The survey showed 77% opposed interstate tolls, while just 14% favored them. The survey was released by Citizens for Safe & Efficient Highways Inc., a national coalition formed to stop states from imposing interstate tolls, allowed under the federal transportation law passed last summer.
Speakers at the press conference charged that the tolls would amount to double taxation on motorists and truckers who already pay fuel taxes as well as vehicle registration and user fees. The survey found that 86% of Americans believe such tolls constitute a double tax, and 68% believe that tolling interstates would increase congestion, delays and pollution.

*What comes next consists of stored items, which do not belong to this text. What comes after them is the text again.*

Issue #560, opened 2019-10-16
Changed glyphOrder behavior in Glyphs 2.6.x


madig:
We went out of our way to support Glyphs' handling of the glyphOrder custom parameter before: https://github.com/googlefonts/glyphsLib/blob/af5ab0b380ba9fc2100a0b91223d41a9c6bb0400/tests/builder/builder_test.py#L1357-L1415.

The behavior has changed has changed in 2.6.x:

When Glyphs opens a UFO with a `public.glyphOrder` key and...

1. ... no `com.schriftgestaltung.glyphOrder` key, it will copy `public.glyphOrder` _verbatim_ to the font's custom parameter `glyphOrder`, including non-existant glyphs. It will sort the glyphs ("Predefined Sorting") as specified by the font's custom parameter `glyphOrder`.
2. ... a `com.schriftgestaltung.glyphOrder` key set to a list of glyph names, it will copy `com.schriftgestaltung.glyphOrder` _verbatim_ to the font's custom parameter `glyphOrder`, including non-existant glyphs. It will _not reorder the glyphs_ and instead display them as specified in `public.glyphOrder`. If the glyphs aren't grouped by category, it may make repeated category groups (e.g. Separator: .notdef, Punctuation: period, Separator: nbspace).
3. ... a `com.schriftgestaltung.glyphOrder` key set to `False`, it will not copy `public.glyphOrder` at all and there is no font custom parameter `glyphOrder`. It will also not sort the glyphs and instead display them as specified in `public.glyphOrder`. Round-tripping back will therefore overwrite `public.glyphOrder` with the order of the .glyphs file.

When Glyphs 2.6.1 opens a UFO _without_ a `public.glyphOrder` key and...

1. ... no `com.schriftgestaltung.glyphOrder` key, it will sort the glyphs in the typical Glyphs way and not create a font custom parameter `glyphOrder`.
2. ... a `com.schriftgestaltung.glyphOrder` key set to a list of glyph names, it will copy `com.schriftgestaltung.glyphOrder` _verbatim_ to the font's custom parameter `glyphOrder`, including non-existant glyphs and will sort the glyphs ("Predefined Sorting") as specified by the font's custom parameter `glyphOrder`.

The coalition has made the state of Arkansas “ground zero” in the battle to stop the new tolls. The Transportation Equity Act for the 21st Century allows up to three states to charge tolls on interstates, provided they first get approval from the U.S. Department of Transportation. The Arkansas Highway Commission has voted to make Arkansas the first state to apply, despite opposition by the governor. The commission has outlined plans to toll interstates 30, 40 or 55 in the state.
Marr Lynn Bearden, owner of Marrlin Transit in Van Buren, AR, said paying tolls on interstate highways would have cost her up to $119,784 for the first nine months of this year. She operates 60 trucks as a regional carrier serving Arkansas and Oklahoma.

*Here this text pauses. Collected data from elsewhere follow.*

PR #583, opened 2020-01-30
Cut down on noise

madig:
Closes https://github.com/googlefonts/glyphsLib/issues/584.

### DIFF
--- a/Lib/glyphsLib/builder/paths.py
+++ b/Lib/glyphsLib/builder/paths.py
@@ -25,13 +25,13 @@ def to_ufo_paths(self, ufo_glyph, layer):
         # the list is changed below, otherwise you can't draw more than once
         # per session.
         nodes = list(path.nodes)
-        for node in nodes:
-            self.to_ufo_node_user_data(ufo_glyph, node)
 
         pen.beginPath()
+
         if not nodes:
             pen.endPath()
             continue
+
         if not path.closed:
             node = nodes.pop(0)
             assert node.type == "line", "Open path starts with off-curve points"
@@ -40,11 +40,21 @@ def to_ufo_paths(self, ufo_glyph, layer):
             # In Glyphs.app, the starting node of a closed contour is always
             # stored at the end of the nodes list.
             nodes.insert(0, nodes.pop())
+
         for node in nodes:
             node_type = _to_ufo_node_type(node.type)
             pen.addPoint(
-                tuple(node.position), segmentType=node_type, smooth=node.smooth
+                tuple(node.position),
+                segmentType=node_type,
+                smooth=node.smooth,
+                name=node.userData.get("name"),
             )
+            # NOTE: Can't do path_index, node_index through enumeration here because we
+            # might have changed node order.
+            # A node's name will be stored as a UFO point's name attribute, so filter
+            # it from the Glyph node user data to avoid storing duplicate information.
+            node_user_data = {k: v for k, v in node.userData.items() if k != "name"}
+            self.to_ufo_node_user_data(ufo_glyph, node, node_user_data)
         pen.endPath()
 
 
--- a/Lib/glyphsLib/builder/user_data.py
+++ b/Lib/glyphsLib/builder/user_data.py
@@ -90,12 +90,11 @@ def to_ufo_layer_user_data(self, ufo_glyph, layer):
             ufo_glyph.lib[key] = user_data[key]
 
 
-def to_ufo_node_user_data(self, ufo_glyph, node):
-    user_data = node.userData
+def to_ufo_node_user_data(self, ufo_glyph, node, user_data: dict):
     if user_data:
         path_index, node_index = node._indices()
         key = f"{NODE_USER_DATA_KEY}.{path_index}.{node_index}"
-        ufo_glyph.lib[key] = dict(user_data)
+        ufo_glyph.lib[key] = user_data
 
 
 def to_glyphs_family_user_data_from_designspace(self):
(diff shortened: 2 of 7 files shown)


Lib/glyphsLib/builder/user_data.py
```diff
@@ -92,6 +92,8 @@ def to_ufo_layer_user_data(self, ufo_glyph, layer):
 
 def to_ufo_node_user_data(self, ufo_glyph, node):
     user_data = node.userData
+    if "name" in user_data:  # Handle point name at a higher level.
+        del user_data["name"]
```
belluzj: Why does this function modify the Glyphs object in "to_ufo"? It should only read from the Glyphs object

Lib/glyphsLib/builder/paths.py
```diff
@@ -40,11 +40,24 @@ def to_ufo_paths(self, ufo_glyph, layer):
             # In Glyphs.app, the starting node of a closed contour is always
             # stored at the end of the nodes list.
             nodes.insert(0, nodes.pop())
+
         for node in nodes:
             node_type = _to_ufo_node_type(node.type)
+            node_name = node.userData.get("name")
+            if node_name is not None:
+                # Without a proxy, one could `node.userData.pop("name", None)` instead.
+                del node.userData["name"]
```
belluzj: I still don't get why you're changing stuff in the Glyphs userData while in a "to_ufo..." function?

Lib/glyphsLib/builder/instances.py
```diff
@@ -108,19 +108,25 @@ def _to_designspace_instance(self, instance):
...
+        if styleMapStyleName != "regular":
+            ufo_instance.styleMapStyleName = styleMapStyleName
 
     ufo_instance.name = " ".join(
         (ufo_instance.familyName or "", ufo_instance.styleName or "")
     )
 
     if self.minimize_glyphs_diffs:
-        ufo_instance.lib[EXPORT_KEY] = instance.active
+        if instance.active is not True:
```
anthrotype: `instance.active is not True` -> `not instance.active`?

Lib/glyphsLib/builder/paths.py
madig: Because we write the Glyphs node user data to a glyph lib key. Glyph stores the node name in a node's user data, but the UFO spec bolts it onto the actual point, so we have to extract the name from user data and then delete it from there, so we don't write the node name to actual point AND lib key.

Lib/glyphsLib/builder/instances.py
```diff
@@ -108,19 +108,25 @@ def _to_designspace_instance(self, instance):
...
         ufo_instance.lib[WEIGHT_KEY] = instance.weight
         ufo_instance.lib[WIDTH_KEY] = instance.width
 
-        ufo_instance.lib[INSTANCE_INTERPOLATIONS_KEY] = instance.instanceInterpolations
-        ufo_instance.lib[MANUAL_INTERPOLATION_KEY] = instance.manualInterpolation
+        if instance.instanceInterpolations:
+            ufo_instance.lib[
+                INSTANCE_INTERPOLATIONS_KEY
+            ] = instance.instanceInterpolations
+        if instance.manualInterpolation is not False:
```
anthrotype: `is not False`? what's this?

Lib/glyphsLib/builder/paths.py
madig: Hrm. this does change the input file though. Grrr.

Lib/glyphsLib/builder/instances.py
madig: I think that's a 🧠💨. Something felt wrong but I couldn't place my finger on it.

Lib/glyphsLib/builder/user_data.py
```diff
@@ -167,8 +167,13 @@ def to_glyphs_layer_user_data(self, ufo_glyph, layer):
 
 def to_glyphs_node_user_data(self, ufo_glyph, node, path_index, node_index):
     key = f"{NODE_USER_DATA_KEY}.{path_index}.{node_index}"
+    # Remember node name because we overwrite userData, which internally stores the
+    # node name. We take the name directly from the UFO point in `to_glyphs_paths`.
+    old_name = node.name
     if key in ufo_glyph.lib:
         node.userData = ufo_glyph.lib[key]
+    if node.name is None:
+        node.name = old_name
```
anthrotype: i have no idea what's going on here. what does 'overwriting node.userData' have to do with node.name attribute?

madig: We do `node.userData = ufo_glyph.lib[key]`. `node.name` is sugar for `node.userData.get("name", None)`. Assigning something new to userData may change the node name then. Since we take the node name from the UFO's Point.name, we must not hold on to the node name before userData assignment.

anthrotype: > node.name is sugar for node.userData.get("name", None)

that's what doesn't make sense to me. why isn't it a regular attribute or read-only property stored in the node object itself?

Lib/glyphsLib/builder/paths.py
madig: The code now copies stuff instead of changing the input.

Lib/glyphsLib/builder/user_data.py
madig: Glyphs stores the name of a node in userData:

```
[...]
"123 456 OFFCURVE {name = \"aaa\";}"
[...]
```
Probably was the most straightforward thing to do.

madig:
I propose we also remove INSTANCE_INTERPOLATIONS_KEY completely, currently used in an instance's lib:

```XML
          <key>com.schriftgestaltung.intanceInterpolations</key>
          <dict>
            <key>56B0CDB6-C07B-476C-A69F-18FF782CB46F</key>
            <real>0.34091</real>
            <key>63F3AA79-E531-4BFB-93F0-25DD2830D098</key>
            <real>0.65909</real>
          </dict>
```

The fontmake ecosystem does not use this information and Glyphs doesn't care, because it computes the information internally anyway (right, @schriftgestalt ?).

schriftgestalt:
Please try to roundtrip stuff like that as good as possible. In combination with the key `manualInterpolation`, the values are actually used.

madig:
Which values, all instance lib keys?

madig:
Ok, I toned it down to avoid writing some empty values and do the right thing to node names.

“We want to kill this in Arkansas and stop it from spreading to other states,” said Walter McCormick, president of the American Trucking Assns., a member of the coalition. “America’s trucking industry will vigorously combat the imposition of tolls on highways that we have already paid for.”
Other groups in the anti-toll coalition include the Arkansas Motor Carriers Assn., AAA Arkansas, the American Highway Users Alliance, NATSO (representing truckstops and travel plazas), the National Taxpayers Union and Americans for Tax Reform.
Public Opinion Strategies, an independent polling firm located in Alexandria, VA, conducted the survey Nov. 4-5.